Constitué de granit et de pierre, ce manoir du XVI-XVII
siècle, aurait appartenu à l'écuyer Pierre BLANCHARD, originaire de
Fay de Bretagne, avant de voir se succéder de nombreux
propriétaires et seigneurs. Une légende dit qu'un seigneur de ce
domaine, partant pour les croisades ou à la guerre de Vendée, y
aurait caché un trésor qu'un coq, avec ses pattes, pourrait
découvrir.
A proximité de ce manoir, datant du XIX siècle, se dresse un
talus circulaire entouré de fossés, qui constitue probablement les
restes de la motte féodale de la Violais. Il ne subsiste
aujourd'hui que le pigeonnier de ce château disparu.
Erigé au XIX siècle à proximité d'un autre moulin, il
appartenait à la seigneurie de la Violais qui lui a donné son
nom.
Une inscription en latin, sur la façade nord de ce château,
indique que celui-ci a été construit en 1807 par Raymond
Barrau.
L'ancienne église romane de Fay de Bretagne possédait un
clocher en bois recouvert d'ardoises et situé au milieu de la nef.
Celui-ci fut remplacé en 1859 par un clocher en pierre. Lors de la
construction de la nouvelle église, seul ce clocher a été
conservé.
Ces lieux-dits sont reconnus par la Direction Régionale des
Affaires Culturelles comme étant des sites archéologiques du fait
des céramiques, scories, haches et matériel lithique retrouvés ici.
Le blason de la commune a été réalisé et conçu par Monsieur Michel PRESSENCE, Plasticien-Héraldiste, co-auteur avec Michel FROGIER, de « l'Armorial des communes de Loire-Atlantique », dans la préface duquel, Armel de WISME écrit : « Et qui pourrait rester insensible à la beauté de tons des blasons rutilants de couleurs ? Michel PRESSENCE sait allier l'exactitude au pittoresque et s'i nspira des éléments les plus marquants de chaque commune pour faire revivre le passé ou évoquer le présent. Ses blasons reflètent à la fois l'étendue de son érudition et les dons exceptionnels qui nous valent depuis longtemps, au fil des années, et sans cesser d'i nnover, des travaux de haute qualité ».
Le blason est à la fois un art et une science devant respecter les règles strictes de l'héraldisme. La science héraldique qui trouve son origine dans les traditions médiévales constitue l'un des liens qui nous rattache à notre passé.

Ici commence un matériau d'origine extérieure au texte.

PR #54, opened 2024-06-14
Add replicated tensor type and handle conv2d with sharded input channels

sogartar:


sharktank/tests/ops/sharded_test.py
```diff
@@ -13,6 +13,74 @@
...
+        ]
+        expected_result = torch.cat(shards, dim=shard_dim)
+
+        sharded = ShardedPrimitiveTensor(shard_dim=shard_dim, ts=shards)
+        actual_result = ops.all_gather(sharded)
+
+        for shard in actual_result.shards:
+            torch.testing.assert_close(shard.as_torch(), expected_result)
+
+    def testCov2dShardedInputAndOutputChannelsOneGroup(self):
```
stellaraccident, line 31: Nit: misspelled "testCov"

stellaraccident (approved):
Nice, thanks!

stellaraccident:
Discussed offline about possibly changing `__eq__` to something like `is_deep_equivalent` and documenting specifically what that means.

sogartar:
@stellaraccident I renamed `__eq__` to `is_deep_equal`.

sogartar:
I rebased and resolved conflicts.

sogartar:
@stellaraccident, I ran into this problem that when loading the dataset if we mem map, then even when deleting the Python objects the underlying files are still open. I see that the files are memory mapped in IREE. I assume we are missing somewhere an ownership relation.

En respectant l'énoncé, on constate que notre blason est composé
de la façon suivante :
Parti :
« Le premier d'argent à l'arbre de sinople, accompagné de
sept mouchetures d'hermines, trois en tête, quatre en pointe
placées deux et deux ».
L'arbre figure le hêtre (en latin « fagus », mot à l'origine du nom de notre commune : FAY), arbre dominant dans l'ancienne forêt de la Mée qui s'étendait de la Loire à Châteaubriant et de la presqu'ile Guérandaise jusqu'à l'Erdre, recouvrant alors le territoire actuel de notre commune.
Le sinople étant la couleur « vert » en langage héraldique.

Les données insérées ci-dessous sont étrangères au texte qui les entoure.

PR #58, opened 2024-06-18
Integer kernels: Matmul_per_axis_q8, attention_per_channel_q8, batch_matmul, convolution

KyleHerndon:
This patch adds a bunch of integer and quantized kernels.

I have some edits I want to do before we look to land this, but opening a PR to get some feedback on a bug in torch-mlir through the conv_2d_nchw_fchw kernel path.


sharktank/tests/kernels/conv_2d_nchw_fchw_test.py
```diff
@@ -0,0 +1,70 @@
...
+                return kernels.conv_2d_nchw_fchw(a, b, c, d, e)
+
+        mod = MyModule()
+        dtype = torch.int32
+        ep = torch.export.export(
+            mod,
+            args=(
+                (torch.rand([8,8,8,8]) * 64).to(dtype),
+                (torch.rand([8,8,1,1]) * 64).to(dtype),
+                "1, 1", "0, 0", "1, 1"
```
stellaraccident, line 60: This is what is triggering your torch-mlir issue. Could definitely be a better error message, but the gist of it is that you are declaring that your conv op requires an attribute (effectively a compile time constant) for stride/padding/dilation but here you are asking torch to create a program where you pass that as inputs (not a compile time constant).

So I think this is just an artifact of how you are testing it: you need to inline the stride/padding/dilation, not pass as an arg like this.

stellaraccident:
I'm going to lift the stuff we need out of this into a new branch/PR. Will leave the q8 variants here as we are not using them yet.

Les hermines, « emblème de la Bretagne » sont aux nombre de
sept afin de symboliser les sept frairies de l'ancienne paroisse de
FAY (Parignac, Nouillac, Les Villages, La Joue, Saint Friard, Saint
Michel et Saint Martin).
« Le second de gueules au croissant de vair ».
L'expression « de gueules » en langage héraldique signifie la
couleur « rouge » (dérivé de l'arabe « ghiul », la rose, mot
importé par les Croisés, et toujours employé au pluriel).

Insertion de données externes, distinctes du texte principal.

PR #60, opened 2024-06-19
Make matmul's transpose_rhs default to False and use linear instead

sogartar:
Add the `permute` function that is equivalent to `torch.permute`. Add the `T` property to `InferenceTensor`.
Implement `linear` for some sharded tensor cases.

### DIFF
--- a/sharktank/sharktank/types/tensors.py
+++ b/sharktank/sharktank/types/tensors.py
@@ -10,7 +10,6 @@ from abc import ABC, abstractmethod
 from dataclasses import dataclass
 
 import torch
-import shark_turbine.ops as ops
 from ..utils.math import ceildiv
 from shark_turbine.aot import (
     ExternalTensorTrait,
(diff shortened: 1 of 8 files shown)


sharktank/sharktank/types/tensors.py
```diff
@@ -240,6 +239,14 @@ def _clone_with_globals(
             f"InferenceTensor {type(self)} does not implement _clone_with_globals"
         )
 
+    @property
+    def T(self) -> "InferenceTensor":
+        from ..ops import permute
+
+        return permute(
+            self, dims=torch.flip(torch.arange(len(self.shape)), dims=[0]).tolist()
```
sogartar, line 247: @stellaraccident, I am not sure how `torch.flip(torch.arange(len(self.shape)), dims=[0]).tolist()` would be handled by model tracing. `torch.arange` returns a `torch.Tensor`. At the end we conver to a `list`. This must not end up as part of an exported model.

sogartar: I fixed this by using more pythonic constructs to generate the reverse dimensions list. This seems to make the torch export tracer happy.

stellaraccident (approved):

Le « vair » en héraldique est une fourrure composée de
petites cloches d'azur et d'argent, placées par rangs et opposées
les unes aux autres.
« De gueules au croissant de vair » sont les armes de la famille de Maur (premier seigneurs de FAY), représentées sur un vitrail de l'ancienne église de FAY, et constituent également une brisure du blason porté aux croisades par les barons de Pontchateau, dont on présume qu'un juvégnieur (infant ou damoiseau non héritier), aurait obtenu de défricher une partie des hêtres composant la forêt de la Mée, pour y établir Nouillac ( qui signifierait « nouveau défrichement » et daterait de la fin du XIème siècle), près de Parignac plus ancien.
Les sires de Pontchateau avaient retenu la fourrure dite « de
vair » que la tradition rapporte comme portée par le Duc Alain 1er,
Roi des Bretons, au IXème siècle.
Il y aurait eu une filiation du symbole DUCAL depuis Alain
1er décédé en 907, jusqu'au sires de Pontchateau, maintenu par la
seigneurie de Blain au fondateur de Nouillac.
Quant au « cri » : FAC SEMPER VIR qui signifie « AGIR TOUJOURS EN HOMME », son origine remonterait à la bataille de Conquereuil en 992.